EXERCISE: Lines with the word "Lets" are the ones wanted. Copy each of them from the entries below.

PROVIDED RECORDS:
________

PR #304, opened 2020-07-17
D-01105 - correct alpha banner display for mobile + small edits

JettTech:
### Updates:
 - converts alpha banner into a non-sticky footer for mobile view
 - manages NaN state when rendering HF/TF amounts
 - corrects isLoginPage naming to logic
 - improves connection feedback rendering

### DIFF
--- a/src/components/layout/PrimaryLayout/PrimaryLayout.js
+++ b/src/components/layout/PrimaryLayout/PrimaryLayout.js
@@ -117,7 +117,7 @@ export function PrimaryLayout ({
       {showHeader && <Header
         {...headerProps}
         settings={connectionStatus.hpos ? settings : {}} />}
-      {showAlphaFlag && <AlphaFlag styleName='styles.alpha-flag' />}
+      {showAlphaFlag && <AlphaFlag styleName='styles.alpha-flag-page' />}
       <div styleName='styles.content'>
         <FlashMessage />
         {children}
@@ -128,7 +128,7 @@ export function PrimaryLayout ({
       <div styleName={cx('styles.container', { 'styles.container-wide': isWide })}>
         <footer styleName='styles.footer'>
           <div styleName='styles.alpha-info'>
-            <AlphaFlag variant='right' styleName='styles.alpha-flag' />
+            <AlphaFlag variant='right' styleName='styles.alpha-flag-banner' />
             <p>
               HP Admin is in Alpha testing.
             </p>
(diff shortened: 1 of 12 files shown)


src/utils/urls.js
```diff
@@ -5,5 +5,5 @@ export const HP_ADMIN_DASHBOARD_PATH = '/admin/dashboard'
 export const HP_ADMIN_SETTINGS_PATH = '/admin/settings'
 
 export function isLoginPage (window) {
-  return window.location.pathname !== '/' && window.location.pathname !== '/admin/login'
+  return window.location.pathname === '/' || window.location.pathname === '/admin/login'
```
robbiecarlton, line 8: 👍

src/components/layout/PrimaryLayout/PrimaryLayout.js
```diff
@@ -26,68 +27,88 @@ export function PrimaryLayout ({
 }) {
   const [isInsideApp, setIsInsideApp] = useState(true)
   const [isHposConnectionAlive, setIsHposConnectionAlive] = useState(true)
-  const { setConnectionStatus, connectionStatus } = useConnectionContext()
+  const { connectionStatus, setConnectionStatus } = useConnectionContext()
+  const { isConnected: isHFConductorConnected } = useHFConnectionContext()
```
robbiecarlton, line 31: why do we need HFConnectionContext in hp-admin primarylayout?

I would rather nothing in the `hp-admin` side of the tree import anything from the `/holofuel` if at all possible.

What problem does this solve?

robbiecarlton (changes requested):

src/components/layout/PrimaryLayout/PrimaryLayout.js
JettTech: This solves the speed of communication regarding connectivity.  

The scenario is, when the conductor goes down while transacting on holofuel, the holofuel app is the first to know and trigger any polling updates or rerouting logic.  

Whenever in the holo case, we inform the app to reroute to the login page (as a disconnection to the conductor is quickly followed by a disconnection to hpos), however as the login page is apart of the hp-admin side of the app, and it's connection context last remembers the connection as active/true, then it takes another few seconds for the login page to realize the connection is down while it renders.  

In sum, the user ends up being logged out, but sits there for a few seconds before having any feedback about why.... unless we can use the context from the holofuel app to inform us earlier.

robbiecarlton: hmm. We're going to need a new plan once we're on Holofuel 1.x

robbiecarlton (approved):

________

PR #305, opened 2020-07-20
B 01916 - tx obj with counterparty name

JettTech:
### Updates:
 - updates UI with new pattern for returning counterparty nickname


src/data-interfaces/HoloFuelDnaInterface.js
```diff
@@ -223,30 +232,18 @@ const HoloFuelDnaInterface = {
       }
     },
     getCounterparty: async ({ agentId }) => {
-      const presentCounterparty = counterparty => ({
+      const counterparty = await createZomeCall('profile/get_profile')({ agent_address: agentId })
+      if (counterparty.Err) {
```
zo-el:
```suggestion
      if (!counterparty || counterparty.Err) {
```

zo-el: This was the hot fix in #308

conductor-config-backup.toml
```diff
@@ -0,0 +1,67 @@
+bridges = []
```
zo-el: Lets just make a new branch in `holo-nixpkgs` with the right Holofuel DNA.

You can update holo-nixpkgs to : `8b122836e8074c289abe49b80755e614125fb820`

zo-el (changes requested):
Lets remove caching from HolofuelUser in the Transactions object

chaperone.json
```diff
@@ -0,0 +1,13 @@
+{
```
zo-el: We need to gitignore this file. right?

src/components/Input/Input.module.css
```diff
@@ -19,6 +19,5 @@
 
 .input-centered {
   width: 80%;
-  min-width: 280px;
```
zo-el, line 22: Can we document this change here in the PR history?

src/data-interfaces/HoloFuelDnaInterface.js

________

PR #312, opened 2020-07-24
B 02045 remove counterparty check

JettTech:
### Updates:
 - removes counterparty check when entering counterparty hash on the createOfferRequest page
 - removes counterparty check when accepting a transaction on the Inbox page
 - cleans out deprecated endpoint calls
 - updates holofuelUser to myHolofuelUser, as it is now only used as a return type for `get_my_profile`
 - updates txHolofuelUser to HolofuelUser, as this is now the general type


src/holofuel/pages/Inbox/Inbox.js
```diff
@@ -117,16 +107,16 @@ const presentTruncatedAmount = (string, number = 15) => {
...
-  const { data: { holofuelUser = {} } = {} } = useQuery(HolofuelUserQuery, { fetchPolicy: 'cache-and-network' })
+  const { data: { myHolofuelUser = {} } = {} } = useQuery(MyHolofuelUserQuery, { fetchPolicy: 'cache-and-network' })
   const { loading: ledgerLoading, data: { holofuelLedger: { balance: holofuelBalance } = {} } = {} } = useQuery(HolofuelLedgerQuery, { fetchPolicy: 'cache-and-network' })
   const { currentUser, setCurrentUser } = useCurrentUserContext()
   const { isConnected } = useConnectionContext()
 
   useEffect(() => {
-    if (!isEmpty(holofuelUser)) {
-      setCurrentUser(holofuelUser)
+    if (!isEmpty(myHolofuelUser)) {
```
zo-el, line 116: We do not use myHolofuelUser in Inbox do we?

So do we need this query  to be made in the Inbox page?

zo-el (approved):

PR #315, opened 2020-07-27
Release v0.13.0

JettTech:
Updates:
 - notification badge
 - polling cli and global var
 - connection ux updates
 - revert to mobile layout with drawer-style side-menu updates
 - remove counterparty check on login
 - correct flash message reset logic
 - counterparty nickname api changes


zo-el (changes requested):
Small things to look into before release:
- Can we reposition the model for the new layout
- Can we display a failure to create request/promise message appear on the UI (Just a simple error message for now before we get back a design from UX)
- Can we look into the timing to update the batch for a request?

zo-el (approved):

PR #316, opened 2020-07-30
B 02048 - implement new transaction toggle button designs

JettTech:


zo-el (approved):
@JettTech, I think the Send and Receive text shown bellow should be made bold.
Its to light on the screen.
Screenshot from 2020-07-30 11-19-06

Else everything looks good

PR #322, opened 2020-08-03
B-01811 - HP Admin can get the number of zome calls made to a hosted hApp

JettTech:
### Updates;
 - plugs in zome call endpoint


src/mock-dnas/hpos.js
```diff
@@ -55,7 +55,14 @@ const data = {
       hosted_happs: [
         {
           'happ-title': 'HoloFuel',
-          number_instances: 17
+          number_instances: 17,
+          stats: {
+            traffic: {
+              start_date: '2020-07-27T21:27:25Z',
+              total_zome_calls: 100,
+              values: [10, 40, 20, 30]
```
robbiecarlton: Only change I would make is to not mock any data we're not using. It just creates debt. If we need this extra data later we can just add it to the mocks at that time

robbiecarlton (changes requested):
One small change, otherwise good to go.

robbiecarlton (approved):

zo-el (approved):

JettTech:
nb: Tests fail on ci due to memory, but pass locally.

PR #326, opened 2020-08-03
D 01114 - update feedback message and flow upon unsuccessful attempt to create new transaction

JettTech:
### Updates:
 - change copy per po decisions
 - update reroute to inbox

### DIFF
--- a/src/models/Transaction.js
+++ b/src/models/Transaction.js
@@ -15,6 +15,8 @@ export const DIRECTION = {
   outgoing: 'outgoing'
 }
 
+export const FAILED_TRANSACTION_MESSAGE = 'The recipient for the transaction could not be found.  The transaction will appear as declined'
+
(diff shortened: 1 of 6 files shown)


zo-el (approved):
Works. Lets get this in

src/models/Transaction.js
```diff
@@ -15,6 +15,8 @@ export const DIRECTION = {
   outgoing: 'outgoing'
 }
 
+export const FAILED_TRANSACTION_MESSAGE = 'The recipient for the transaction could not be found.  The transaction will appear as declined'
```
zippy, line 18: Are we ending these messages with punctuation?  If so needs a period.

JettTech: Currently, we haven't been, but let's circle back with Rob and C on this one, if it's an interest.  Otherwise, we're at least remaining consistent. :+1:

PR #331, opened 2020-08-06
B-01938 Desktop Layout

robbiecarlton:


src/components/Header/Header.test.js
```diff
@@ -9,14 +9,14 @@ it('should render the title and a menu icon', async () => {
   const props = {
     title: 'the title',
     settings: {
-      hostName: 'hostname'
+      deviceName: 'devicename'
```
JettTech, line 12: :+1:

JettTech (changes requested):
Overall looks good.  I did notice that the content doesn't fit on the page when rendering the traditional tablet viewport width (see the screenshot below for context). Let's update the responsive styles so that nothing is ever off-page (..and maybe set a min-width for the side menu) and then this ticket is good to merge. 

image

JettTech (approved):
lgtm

________

YOUR SOLUTION:
zo-el: Lets just make a new branch in `holo-nixpkgs` with the right Holofuel DNA.
Lets remove caching from HolofuelUser in the Transactions object
Works. Lets get this in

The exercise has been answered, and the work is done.